Five miles from the Ràs, upon a sandy point, are the remains of a small fort, and about three-quarters of a mile inland of it are several large mounds of sand and rubbish, through which appear occasionally parts of the walls and ground plans of houses. These are evidently the remains of an ancient town, and the houses have here been more concentrated than those of any town which we have observed in the Syrtis; but they are now in so very incumbered a state, that we could form no correct idea either of their number or of their plans. It is probable also that excavation would here be uninteresting, as the hand of time seems to have been fully as much concerned in the destruction of this place as that of its most inveterate enemies. Considerable traces of building may be observed all the way from these remains to the wells at Hudea, and indeed all the way from Bengerwàd; and immediately about the wells the ground plans become more regular, as well as more numerous. There is no doubt that the greater part of this tract has been formerly inhabited, but the mounds which we have mentioned seem to us more characteristic of a town than any of the other remains; and we will venture to suggest them as those of Charax, described by Strabo as a trading frontier-town, resorted to by the people both of Carthage and Cyrene. It was at Charax that the Carthaginians exchanged their wine for the silphium, and the liquor which was extracted from it, (so we translate the passage, reversing the order)[3]; neither of which, from the value attached to these commodities, were allowed to be exported from the Cyrenaica by individuals; and were consequently disposed of with great caution and secrecy to the traders of Carthage who assembled at Charax to treat for them.

As the identity of the fortress at Bengerwàd with the tower of Euphrantas may scarcely, perhaps, be considered as decidedly established; it will probably here appear strange that we should point out the vicinity of the ruins above mentioned to Bengerwàd as one of the reasons why we imagine them to be those of Charax.

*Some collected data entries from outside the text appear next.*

PR #226, opened 2018-10-11
Change the behavior to decide whether or not to set the AAI 2FA attribute as present

gdestuynder:
Change the behavior to decide whether or not to set the AAI 2FA attribute as present.

Previously `2FA` was set If the `user.multifactor` attribute is set, which meant the user *had* authenticate**d** with duo.

This change adds a case so that if `context.multifactor` is set, it means the user will be required to duo-authenticate next, and as a result the `2FA` AAI attribute is set

see the duosecurity rule if curious

cc @viorelaioia

### DIFF
--- a/rules/aai.js
+++ b/rules/aai.js
@@ -7,7 +7,7 @@ function (user, context, callback) {
     Array.prototype.push.apply(user.aai, ["2FA"]);
   } else if ((context.connection === 'firefoxaccounts') && (user.fxa_twoFactorAuthentication === true)) {
     Array.prototype.push.apply(user.aai, ["2FA"]);
-  } else if ((context.connectionStrategy === 'ad') && (user.multifactor[0] === "duo")) {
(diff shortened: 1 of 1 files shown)


gene1wood:
To be explicit, it sounds like this change results in
* When a user first attempts to login to Auth0 with LDAP (a new LDAP user)
* They show up with `context.multifactor` set to True (but no `user.multifactor` value yet) which means that at the end of the rule flow, they'll be sent on to Duo
* Before that point, the AAI 2FA will be set on their profile
* They'll then be sent off to Duo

But whether the tower of Euphrantas be placed at Bengerwàd or not, we cannot consider that place as any other than a boundary; and as Charax was evidently a frontier-town, and must be looked for somewhere in this neighbourhood, we may assume the vicinity of the remains in question to the only spot which we have met with which may decidedly be termed a boundary, as a reason why they are probably those of Charax. This once allowed, it will be the more readily admitted that the ruin at Bengerwàd is very likely to be that of the tower of Euphrantas; for Charax, as before stated, is the first place which is mentioned by Strabo after that fortress, and may therefore be identified with the first town to be met with in passing from the tower to the westward. Here is however nothing certain but the existence of a boundary, and that of a town a little to the westward of it; and it remains to be determined how far the facts which we have stated may be received as proofs of the positions which have been suggested for the tower of Euphrantas and the trading town of Charax, both of which must be looked for between Aspis and the bottom of the gulf, and to the westward of the Philænean altars and the fortress of Automala[4].